* What you should do
Set all the entries down again, unaltered.

Data shown Block Start

PR #3327, opened 2024-06-11
MDEV-33894: Resurrect innodb_log_write_ahead_size

dr-m:
- [x] *The Jira issue number for this PR is: MDEV-33894*
## Description
In commit 685d958e38b825ad9829be311f26729cccf37c46 (MDEV-14425) we assumed that the physical block size (typically 512 or 4096 bytes) would be an optimal ib_logfile0 write size. In fact, some file systems may have a much larger allocation block size.
## Release Notes
We will resurrect the parameter `innodb_log_write_ahead_size`, so that read-on-write to the ib_logfile0 can be avoided. This parameter must be a power of 2 multiple of the physical block size, and the `innodb_log_file_size` must be an integer multiple of it.
## How can this PR be tested?
```sh
```
FIXME: The test innodb.log_file_size_online occasionally fails (server fails to restart due to corrupted redo log).

FIXME: The test currently fails when the log is memory-mapped.
## PR quality check


storage/innobase/handler/ha_innodb.cc
```diff
@@ -3809,6 +3816,20 @@ static int innodb_init_params()
 		DBUG_RETURN(HA_ERR_INITIALIZATION);
 	}
 
+	MYSQL_SYSVAR_NAME(log_write_ahead_size).max_val = log_sys.buf_size;
```
mariadb-DebarunBanerjee, line 3819: Not an issue for now as innodb_log_buffer_size cannot change dynamically. If we ever try to make it dynamic, the innodb_write_ahead_size and the max_limit needs to be adjusted accordingly.

mariadb-DebarunBanerjee (commented):
Good to see the feature back. Perhaps it was too early to remove it with 4k/8k sectors storages still in use. The “read-on-write”avoidance is crucial and I agree with the decision.

I have reviewed the spec and high level changes and here are some initial comments. 
This MDEV is more like a feature as opposed to a bug. I think both QA and Doc should be signalled.

I have now started reviewing the core implementation in log0log.cc and finish soon. 

One thing I observed is that with 4k sector size the very DB creation hits an assert in debug mode. Any mtr test would fail on my HDD for the same reason. It is not repeatable on SSD or RAM disk with 512 bytes physical sector size.

```
sudo fdisk -l /dev/sda
Units: sectors of 1 * 512 = 512 bytes
Sector size (logical/physical): 512 bytes / 4096 bytes
I/O size (minimum/optimal): 4096 bytes / 4096 bytes
```

```
debanerj@deb-7010:/home/hdd/deb/maria-src5/bld_install$ mariadb-install-db --srcdir=/home/hdd/deb/maria-src5/ --datadir=./maria_data
Installing MariaDB/MySQL system tables in './maria_data' ...
mariadbd: /home/hdd/deb/maria-src5/storage/innobase/log/log0log.cc:852: lsn_t log_t::write_buf() [with bool release_latch = true; lsn_t = long unsigned int]: Assertion `write_size_1 >= block_size_1' failed.
240620 18:12:48 [ERROR] mysqld got signal 6 ;

log/log0log.cc:853(unsigned long log_t::write_buf<true>())[0x57899ef7e046]
log/log0log.cc:1040(log_write_up_to(unsigned long, bool, completion_callback const*))[0x57899ef7b1a3]
buf/buf0flu.cc:1954(log_checkpoint_low(unsigned long, unsigned long))[0x57899f22b9e8]
buf/buf0flu.cc:1998(log_checkpoint())[0x57899f22bc34]
buf/buf0flu.cc:2098(buf_flush_wait_flushed(unsigned long))[0x57899f22c396]
buf/buf0flu.cc:2004(log_make_checkpoint())[0x57899f22bc5a]
srv/srv0start.cc:246(create_log_file(bool, unsigned long))[0x57899f12bd28]
srv/srv0start.cc:1356(srv_start(bool))[0x57899f12fccd]
handler/ha_innodb.cc:4251(innodb_init(void*))[0x57899ee78325]
sql/handler.cc:655(ha_initialize_handlerton(st_plugin_int*))[0x57899ea4a51f]
sql/sql_plugin.cc:1454(plugin_do_initialize(st_plugin_int*, unsigned int&))[0x57899e6b002f]
sql/sql_plugin.cc:1507(plugin_initialize(st_mem_root*, st_plugin_int*, int*, char**, bool))[0x57899e6b0376]
sql/sql_plugin.cc:1765(plugin_init(int*, char**, int))[0x57899e6b10e8]
sql/mysqld.cc:5256(init_server_components())[0x57899e4f1e31]
sql/mysqld.cc:5882(mysqld_main(int, char**))[0x57899e4f317f]
sql/main.cc:34(main)[0x57899e4e799d]
```

storage/innobase/handler/ha_innodb.cc
```diff
@@ -19989,20 +20021,19 @@ i_s_innodb_sys_virtual,
...
+  MYSQL_SYSVAR_NAME(max_undo_log_size).max_val=
+    1ULL << (32U + srv_page_size_shift);
+  MYSQL_SYSVAR_NAME(max_undo_log_size).min_val=
+    MYSQL_SYSVAR_NAME(max_undo_log_size).def_val=
+    ulonglong{SRV_UNDO_TABLESPACE_SIZE_IN_PAGES} << srv_page_size_shift;
+  MYSQL_SYSVAR_NAME(max_undo_log_size).max_val=
+    1ULL << (32U + srv_page_size_shift);
+
+  ut_ad(MYSQL_SYSVAR_NAME(log_write_ahead_size).max_val == log_sys.buf_size);
+  log_sys.set_write_ahead_size(innodb_log_write_ahead_size);
```
dr-m, line 20036: On Linux and Microsoft Windows, we also have to adjust the `min_val` to `log_sys.get_block_size()`, which can be 4096 bytes. I failed to test this on my 4096-byte-sector-size HDD.

storage/innobase/log/log0log.cc
```diff
@@ -824,64 +842,119 @@ template<bool release_latch> inline lsn_t log_t::write_buf() noexcept
...
   {
+    ut_ad(write_lock.is_owner());
     ut_ad(!recv_no_log_write);
     write_lock.set_pending(lsn);
     ut_ad(write_lsn >= get_flushed_lsn());
     const size_t block_size_1{get_block_size() - 1};
-    lsn_t offset{calc_lsn_offset(write_lsn) & ~lsn_t{block_size_1}};
+    size_t write_size_1{innodb_log_write_ahead_size - 1};
+    ut_ad(ut_is_2pow(write_size_1 + 1));
+    ut_ad(write_size_1 >= block_size_1);
```
dr-m, line 852: We may have `write_size_1<block_size_1` during `srv_start()` when running with 4096-byte sector size. We’d better adjust the `innodb_log_write_ahead_size` during `create_log_file()` to keep this logic simple.

storage/innobase/handler/ha_innodb.cc
dr-m: For some future-proofing it would make sense to add a test for `SET GLOBAL innodb_log_buffer_size` with a comment that it must be consistent with `innodb_log_write_ahead_size`.

storage/innobase/handler/ha_innodb.cc
dr-m: Adjusted in 910d3266d9cd0813f3323bd7b4befb4efe19e078.

storage/innobase/log/log0log.cc
dr-m: Adjusted in 910d3266d9cd0813f3323bd7b4befb4efe19e078 and 61506d9eef08e95458fcba01f5f87c6d41342378, before the calls to `log_sys.set_block_size()`.

dr-m:
The experiment ef96260d56853357a97e93cde0bee393a619b4fc seems to break things massively.

jkrauss82:
While configuring a new MariaDB instance running on ZFS I have stumbled over the parameter `innodb-log-write-ahead-size`.

According to this [guide](https://shatteredsilicon.net/mysql-mariadb-innodb-on-zfs/), we should set the parameter to match the recordsize of the zfs dev (128k in our case):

Data shown Block End

* Result of this task
PR #3327, opened 2024-06-11
MDEV-33894: Resurrect innodb_log_write_ahead_size

dr-m:
- [x] *The Jira issue number for this PR is: MDEV-33894*
## Description
In commit 685d958e38b825ad9829be311f26729cccf37c46 (MDEV-14425) we assumed that the physical block size (typically 512 or 4096 bytes) would be an optimal ib_logfile0 write size. In fact, some file systems may have a much larger allocation block size.
## Release Notes
We will resurrect the parameter `innodb_log_write_ahead_size`, so that read-on-write to the ib_logfile0 can be avoided. This parameter must be a power of 2 multiple of the physical block size, and the `innodb_log_file_size` must be an integer multiple of it.
## How can this PR be tested?
```sh
```
FIXME: The test innodb.log_file_size_online occasionally fails (server fails to restart due to corrupted redo log).

FIXME: The test currently fails when the log is memory-mapped.
## PR quality check


storage/innobase/handler/ha_innodb.cc
```diff
@@ -3809,6 +3816,20 @@ static int innodb_init_params()
 		DBUG_RETURN(HA_ERR_INITIALIZATION);
 	}
 
+	MYSQL_SYSVAR_NAME(log_write_ahead_size).max_val = log_sys.buf_size;
```
mariadb-DebarunBanerjee, line 3819: Not an issue for now as innodb_log_buffer_size cannot change dynamically. If we ever try to make it dynamic, the innodb_write_ahead_size and the max_limit needs to be adjusted accordingly.

mariadb-DebarunBanerjee (commented):
Good to see the feature back. Perhaps it was too early to remove it with 4k/8k sectors storages still in use. The “read-on-write”avoidance is crucial and I agree with the decision.

I have reviewed the spec and high level changes and here are some initial comments. 
This MDEV is more like a feature as opposed to a bug. I think both QA and Doc should be signalled.

I have now started reviewing the core implementation in log0log.cc and finish soon. 

One thing I observed is that with 4k sector size the very DB creation hits an assert in debug mode. Any mtr test would fail on my HDD for the same reason. It is not repeatable on SSD or RAM disk with 512 bytes physical sector size.

```
sudo fdisk -l /dev/sda
Units: sectors of 1 * 512 = 512 bytes
Sector size (logical/physical): 512 bytes / 4096 bytes
I/O size (minimum/optimal): 4096 bytes / 4096 bytes
```

```
debanerj@deb-7010:/home/hdd/deb/maria-src5/bld_install$ mariadb-install-db --srcdir=/home/hdd/deb/maria-src5/ --datadir=./maria_data
Installing MariaDB/MySQL system tables in './maria_data' ...
mariadbd: /home/hdd/deb/maria-src5/storage/innobase/log/log0log.cc:852: lsn_t log_t::write_buf() [with bool release_latch = true; lsn_t = long unsigned int]: Assertion `write_size_1 >= block_size_1' failed.
240620 18:12:48 [ERROR] mysqld got signal 6 ;

log/log0log.cc:853(unsigned long log_t::write_buf<true>())[0x57899ef7e046]
log/log0log.cc:1040(log_write_up_to(unsigned long, bool, completion_callback const*))[0x57899ef7b1a3]
buf/buf0flu.cc:1954(log_checkpoint_low(unsigned long, unsigned long))[0x57899f22b9e8]
buf/buf0flu.cc:1998(log_checkpoint())[0x57899f22bc34]
buf/buf0flu.cc:2098(buf_flush_wait_flushed(unsigned long))[0x57899f22c396]
buf/buf0flu.cc:2004(log_make_checkpoint())[0x57899f22bc5a]
srv/srv0start.cc:246(create_log_file(bool, unsigned long))[0x57899f12bd28]
srv/srv0start.cc:1356(srv_start(bool))[0x57899f12fccd]
handler/ha_innodb.cc:4251(innodb_init(void*))[0x57899ee78325]
sql/handler.cc:655(ha_initialize_handlerton(st_plugin_int*))[0x57899ea4a51f]
sql/sql_plugin.cc:1454(plugin_do_initialize(st_plugin_int*, unsigned int&))[0x57899e6b002f]
sql/sql_plugin.cc:1507(plugin_initialize(st_mem_root*, st_plugin_int*, int*, char**, bool))[0x57899e6b0376]
sql/sql_plugin.cc:1765(plugin_init(int*, char**, int))[0x57899e6b10e8]
sql/mysqld.cc:5256(init_server_components())[0x57899e4f1e31]
sql/mysqld.cc:5882(mysqld_main(int, char**))[0x57899e4f317f]
sql/main.cc:34(main)[0x57899e4e799d]
```

storage/innobase/handler/ha_innodb.cc
```diff
@@ -19989,20 +20021,19 @@ i_s_innodb_sys_virtual,
...
+  MYSQL_SYSVAR_NAME(max_undo_log_size).max_val=
+    1ULL << (32U + srv_page_size_shift);
+  MYSQL_SYSVAR_NAME(max_undo_log_size).min_val=
+    MYSQL_SYSVAR_NAME(max_undo_log_size).def_val=
+    ulonglong{SRV_UNDO_TABLESPACE_SIZE_IN_PAGES} << srv_page_size_shift;
+  MYSQL_SYSVAR_NAME(max_undo_log_size).max_val=
+    1ULL << (32U + srv_page_size_shift);
+
+  ut_ad(MYSQL_SYSVAR_NAME(log_write_ahead_size).max_val == log_sys.buf_size);
+  log_sys.set_write_ahead_size(innodb_log_write_ahead_size);
```
dr-m, line 20036: On Linux and Microsoft Windows, we also have to adjust the `min_val` to `log_sys.get_block_size()`, which can be 4096 bytes. I failed to test this on my 4096-byte-sector-size HDD.

storage/innobase/log/log0log.cc
```diff
@@ -824,64 +842,119 @@ template<bool release_latch> inline lsn_t log_t::write_buf() noexcept
...
   {
+    ut_ad(write_lock.is_owner());
     ut_ad(!recv_no_log_write);
     write_lock.set_pending(lsn);
     ut_ad(write_lsn >= get_flushed_lsn());
     const size_t block_size_1{get_block_size() - 1};
-    lsn_t offset{calc_lsn_offset(write_lsn) & ~lsn_t{block_size_1}};
+    size_t write_size_1{innodb_log_write_ahead_size - 1};
+    ut_ad(ut_is_2pow(write_size_1 + 1));
+    ut_ad(write_size_1 >= block_size_1);
```
dr-m, line 852: We may have `write_size_1<block_size_1` during `srv_start()` when running with 4096-byte sector size. We’d better adjust the `innodb_log_write_ahead_size` during `create_log_file()` to keep this logic simple.

storage/innobase/handler/ha_innodb.cc
dr-m: For some future-proofing it would make sense to add a test for `SET GLOBAL innodb_log_buffer_size` with a comment that it must be consistent with `innodb_log_write_ahead_size`.

storage/innobase/handler/ha_innodb.cc
dr-m: Adjusted in 910d3266d9cd0813f3323bd7b4befb4efe19e078.

storage/innobase/log/log0log.cc
dr-m: Adjusted in 910d3266d9cd0813f3323bd7b4befb4efe19e078 and 61506d9eef08e95458fcba01f5f87c6d41342378, before the calls to `log_sys.set_block_size()`.

dr-m:
The experiment ef96260d56853357a97e93cde0bee393a619b4fc seems to break things massively.

jkrauss82:
While configuring a new MariaDB instance running on ZFS I have stumbled over the parameter `innodb-log-write-ahead-size`.

According to this [guide](https://shatteredsilicon.net/mysql-mariadb-innodb-on-zfs/), we should set the parameter to match the recordsize of the zfs dev (128k in our case):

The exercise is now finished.